试试这个，我想不出没有 UDF 的方法：

from pyspark.sql.types import ArrayType, BooleanType, StringType()

# UDF for boolean index
filter_udf = udf(lambda arr: [True if x >= 0.5 else False for x in arr], ArrayType(BooleanType()))

# UDF for filtering on the boolean index
filter_udf_bool = udf(lambda col_arr, bool_arr: [x for (x,y) in zip(col_arr,bool_arr) if y], ArrayType(StringType()))

df2 = df.withColumn("test", filter_udf("score"))
df3 = df2.withColumn("txt", filter_udf_bool("txt", "test")).withColumn("score", filter_udf_bool("score", "test"))

输出：

# Further filtering for empty arrays:
df3.drop("test").filter(F.size(F.col("txt")) > 0).show()
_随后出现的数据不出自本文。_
PR #413, opened 2023-10-27
[Service] active flag from json

jaeyun-jung:
1. Update 'activate' flag from json when registering new model info from res-pkg.
2. Allow null description in json, description string is not mandatory field.
3. Fix log message, hide app info string.


songgot (approved):
LGTM

PR #416, opened 2023-11-14
[C-Api/Pipeline] create handle before calling sink callback

jaeyun-jung:
1. Create tensors-info handle before calling sink callback.
2. We do not need to use ml-info in pipeline elem struct. Use gst-info instead.


anyj0527 (approved):
LGTM👍

PR #423, opened 2023-11-17
[Common/CodeClean] struct for tensor memories

jaeyun-jung:
Code clean, use GstTensorMemory struct defined in nnstreamer.


anyj0527 (approved):
LGTM👍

+---+------------------+---------------+
| id|               txt|          score|
+---+------------------+---------------+
|  1|      [foo2, foo3]|     [0.5, 0.6]|
|  2|[bar1, bar2, bar3]|[0.5, 0.7, 0.7]|
+---+------------------+---------------+

实际上，您也可以通过将 UDF 合并为一个来概括 UDF。为了简单起见，我将其拆分。

【讨论】：

【解决方案3】：

在 spark 中，用户定义的函数被视为黑盒，因为催化剂优化器无法优化 udf 内的代码。所以尽可能避免使用 udf。

这是一个不使用 UDF 的示例

df.withColumn('combined',f.explode(f.arrays_zip('txt','score'))).filter(f.col('combined.score')>=0.5).groupby('id').agg(f.collect_list('combined.txt').alias('txt'),f.collect_list('combined.score').alias('score')).show()

+---+------------------+---------------+
| id|               txt|          score|
+---+------------------+---------------+
|  1|      [foo2, foo3]|     [0.5, 0.6]|
|  2|[bar1, bar2, bar3]|[0.5, 0.7, 0.7]|
+---+------------------+---------------+

希望它有效。

【讨论】：

我正在尝试使用arrays_zip，但我不知道如何过滤，您已经使用combined.score 完成了它。这是一个很好的答案。
使用explode + collect_list is expensive - udf 是首选，但我认为有一种方法可以使用高阶函数。

【解决方案4】：

列score是一种数组，需要用谓词进一步过滤。

代码 sn-p 过滤数组列：

def score_filter(row):
    score_filtered = [s for s in row.score if s >= 0.5]
    if len(score_filtered) > 0:
        yield row


filtered = df.rdd.flatMap(score_filter).toDF()

filtered.show()

输出：

+---+------------------+---------------+
| id|               txt|          score|
+---+------------------+---------------+
|  1|[foo1, foo2, foo3]|[0.1, 0.5, 0.6]|
|  2|[bar1, bar2, bar3]|[0.5, 0.7, 0.7]|
+---+------------------+---------------+

【讨论】：

感谢您的建议，不幸的是，这在第一行中引入了 0.1 的值（'foo1' - 应该被过滤掉
@alex 是的，但是去掉 0.1 和 txt 列 foo1 更多的是根据条件过滤掉过滤方法中的数据的逻辑。